PR #715, opened 2016-06-17
714 spring redirect login

### LINKED ISSUE #714: Spring Security is not redirecting to login when an endpoint requires authentication
It seems we introduced an error when we switched from Spring Security's own form login to ours here https://github.com/stormpath/stormpath-sdk-java/issues/682.

This bug is only present in master

Will be tested via TCK: https://github.com/stormpath/stormpath-framework-tck/issues/273

mrioan:
Resolves #714


lhazlewood:
@mrioan I think this is good to go to be merged - thanks!

PR #722, opened 2016-06-20
Fixes #719

### LINKED ISSUE #719: Spring Security WebMVC login is broken
Currently the Spring Security WebMVC example doesn't load the login page, no exceptions are thrown it just show a blank screen with a 404 status code.

spring-security-webmvc is the failing example

jarias:
Missing context path in some URLs inside JSPs


mraible:
LGTM 👍

PR #723, opened 2016-06-20
Fixes #684

### LINKED ISSUE #684: isJsonPreferred() must be replaced by ContentNegotationResolver
In `FormController#onErrorSubmit` there is a line doing 

```
if (UserAgents.get(request).isJsonPreferred()) {
``` 

This does not seem right, we should be using the `ContentNegotationResolver` in order to know the kind of expected response.

There might be other places where `isJsonPreferred ` or `isHtmlPreferred()` is used. Please search and improve them all.

jarias:
isJsonPreferred() must be replaced by ContentNegotationResolver


mraible:
@jarias Should `DefaultUserAgent#isJsonPreferred` be deprecated, along with `DefaultUserAgent#isHtmlPreferred`?

jarias:
@mraible no cause its use by DefaultContentNegotiationResolver which is the proper class to use for resolving the content type

extensions/servlet/src/main/java/com/stormpath/sdk/servlet/mvc/FormController.java
```diff
@@ -206,7 +205,7 @@ protected ViewModel onErrorSubmit(HttpServletRequest request, HttpServletRespons
 
         List<ErrorModel> errors = toErrors(request, form, e);
 
-        if (UserAgents.get(request).isJsonPreferred()) {
+        if (isJsonPreferred(request, response)) {
```
mrioan: Inside `isJsonPreferred(...)` I see that `ContentNegotiationResolver.INSTANCE` is executed every time. We could simply have a `ContentNegotiation` instance as a property of this class which is used there. Could you please change that? Thanks

mrioan:
@jarias. I just added a comment. Back to you. Thanks

jarias:
@mrioan PR updated

mraible:
LGTM 👍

• [PROBLEM DETAILS]: If a line above holds the word "stormpath", copy it.

• [OUTPUT]:
It seems we introduced an error when we switched from Spring Security's own form login to ours here https://github.com/stormpath/stormpath-sdk-java/issues/682.
Will be tested via TCK: https://github.com/stormpath/stormpath-framework-tck/issues/273
extensions/servlet/src/main/java/com/stormpath/sdk/servlet/mvc/FormController.java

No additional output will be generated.